Support Questions

Find answers, ask questions, and share your expertise
Announcements
Celebrating as our community reaches 100,000 members! Thank you!

Integration of Spark Streaming with Flume

avatar

Hi i'm using spark streaming to analyse data arrived from flume. But i have an error with FlumeUtils, he says : not found value : FlumeUtils

This is my code :

import org.apache.spark.SparkConf
import org.apache.spark.streaming.flume._
import org.apache.spark.SparkContext
import org.apache.spark.streaming.StreamingContext._
import org.apache.spark.streaming.{ Seconds, StreamingContext }
object WordCount {
  def main(args: Array[String]) {
    val conf = new SparkConf()
      .setAppName("File Count")
      .setMaster("local[2]")

    val sc = new SparkContext(conf)
    val ssc = new StreamingContext(sc, Seconds(10))
    val flumeStream = FlumeUtils.createPollingStream(ssc,198.168.1.31,8020) // not found value : FlumeUtils
    ............
       ssc.start()
    ssc.awaitTermination()
  }
}

and this is pom.xml dependency:

<dependency>
	<groupId>org.scala-lang</groupId>
	<artifactId>scala-library</artifactId>
	<version>2.10.4</version>
</dependency>
<dependency>
	<groupId>org.apache.spark</groupId>
	<artifactId>spark-core_2.10</artifactId>
	<version>1.6.1</version>
</dependency>
<dependency>
	<groupId>org.apache.spark</groupId>
	<artifactId>spark-sql_2.10</artifactId>
	<version>1.6.1</version>
</dependency>
<dependency>
	<groupId>org.apache.spark</groupId>
	<artifactId>spark-streaming-flume-sink_2.10</artifactId>
	<version>1.5.0</version>
</dependency>
<dependency>
        <groupId>org.apache.spark</groupId>
        <artifactId>spark-streaming_2.10</artifactId>
        <version>1.5.0</version>
</dependency>
<dependency>
	<groupId>org.apache.commons</groupId>
	<artifactId>commons-lang3</artifactId>
	<version>3.3.2</version>
</dependency>

thanks in advance for your reply !!!

1 ACCEPTED SOLUTION

avatar
Rising Star

You are messing with createPollingStream method.

 

Give 198.168.1.31 as sink address as below and it should work.

 

FlumeUtils.createPollingStream(ssc,"198.168.1.31",8020)

 

View solution in original post

4 REPLIES 4

avatar
Rising Star

Add below dependency as well:

 

 groupId = org.apache.spark
 artifactId = spark-streaming-flume_2.10
 version = 1.6.1

 

See here for pull based configuration. 

avatar

thanks, but i have an other error with sink machine hostname.

I do  :

FlumeUtils.createPollingStream(ssc,198.168.1.31,8020)

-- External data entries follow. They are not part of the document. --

PR #18473, opened 2020-12-01
sci-libs/lapack: lots of changes to BLAS/LAPACK switch

epsilon-0:
move all BLAS/LAPACK providers to do chainloading of libraries.
introduces two new eclasses for helping deal with the chainload linking and installation + registration.
removes the eselect-ldso USE flag and makes it redundant.


epsilon-0:
dude wth...

PR #18478, opened 2020-12-02
Net wireless/wavemon

alarig:


net-wireless/wavemon/wavemon-0.9.1.ebuild
```diff
@@ -0,0 +1,54 @@
...
+LICENSE="GPL-3"
+SLOT="0"
+KEYWORDS="~amd64 ~arm ~hppa ~ppc ~sparc ~x86"
+
+IUSE="caps"
+RDEPEND="dev-libs/libnl:3
+	sys-libs/ncurses:0=
+	caps? ( sys-libs/libcap )"
+DEPEND="${RDEPEND}
+	virtual/pkgconfig"
```
DarthGandalf, line 21: this should be in BDEPEND instead

https://devmanual.gentoo.org/general-concepts/dependencies/index.html

net-wireless/wavemon/Manifest
```diff
@@ -1,2 +1,4 @@
...
 DIST wavemon-0.8.0.tar.gz 196353 BLAKE2B 90d358d325b62ba9379ea525c4399e38c38043e67460b20188c4d81261d290e8e3f154a33240882f8b2611e4db1862d7bd33c87e168569be9d751d431602da81 SHA512 2df48eb300e9b30e0cb7a0ab41ba5e10b2a6e8170dbd11a4c978462c8cd6dc1171f79ceadfdb7344c495420a4e87b7dd723efea4f1af59a6d0312d93049ee798
+DIST wavemon-0.9.1.tar.gz 209240 BLAKE2B d7c423cd23efb0ff998461b1e29fd2310c597d7a5b67e967206fcaaa2ea574682646d6fa9dfca89153ecb7e45de886cc07fcffad3d7b65fb52d63894d1f73b0a SHA512 c05e9ea488d3fb9bfdb15419aadc54bed08d338dba7c118d2a2ff6423ffe31c16ff8e9e05fc2e39fffb069f28fa7daef30f079ca63186064c0ade4f9fe98864c
+DIST wavemon-0.9.2.tar.gz 202575 BLAKE2B 0a1afe1081bbbeb2ba0fec4741df7da846b65bbf182e886b2185c5e406258a1ecf912509b1a8f4862f37ba92832240dc6db4305a8d5cfb6f4876f3e93b04ccc7 SHA512 f1ee2e4602e93f0639c10067d23df021101bfc0496e53b221cd1553ebc90876cdd963cd64d5ef503da6d4dc4fbcf640e78873df1bdf64272e70dfa3c53ec1706
```
DarthGandalf, line 4: If you're adding 0.9.2 already, why do you need 0.9.1 too?

alarig: It’s because the bug https://bugs.gentoo.org/649632 is about 0.9.1

DarthGandalf: I see. The bump for 0.9.2 would satisfy such bug as well. 0.9.1 was just the current latest version at the time. It was even requesting 0.8.2 before.

So, no need.

alarig: I’m deleting 0.9.1 then

net-wireless/wavemon/wavemon-0.9.1.ebuild
alarig: I moved it to `BDEPEND` on the 0.9.2 ebuild (as I removed 0.9.1 as stated in the other thread)

juippis (approved):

the error is : overloaded method value createPollingStream with alternatives

In the official site : 

val flumeStream = FlumeUtils.createPollingStream(streamingContext, [sink machine hostname], [sink port])

How can i enter the sink machine hostname ?

avatar
Rising Star

You are messing with createPollingStream method.

 

Give 198.168.1.31 as sink address as below and it should work.

 

FlumeUtils.createPollingStream(ssc,"198.168.1.31",8020)

 

avatar

Yes it's working now, thanks for your help.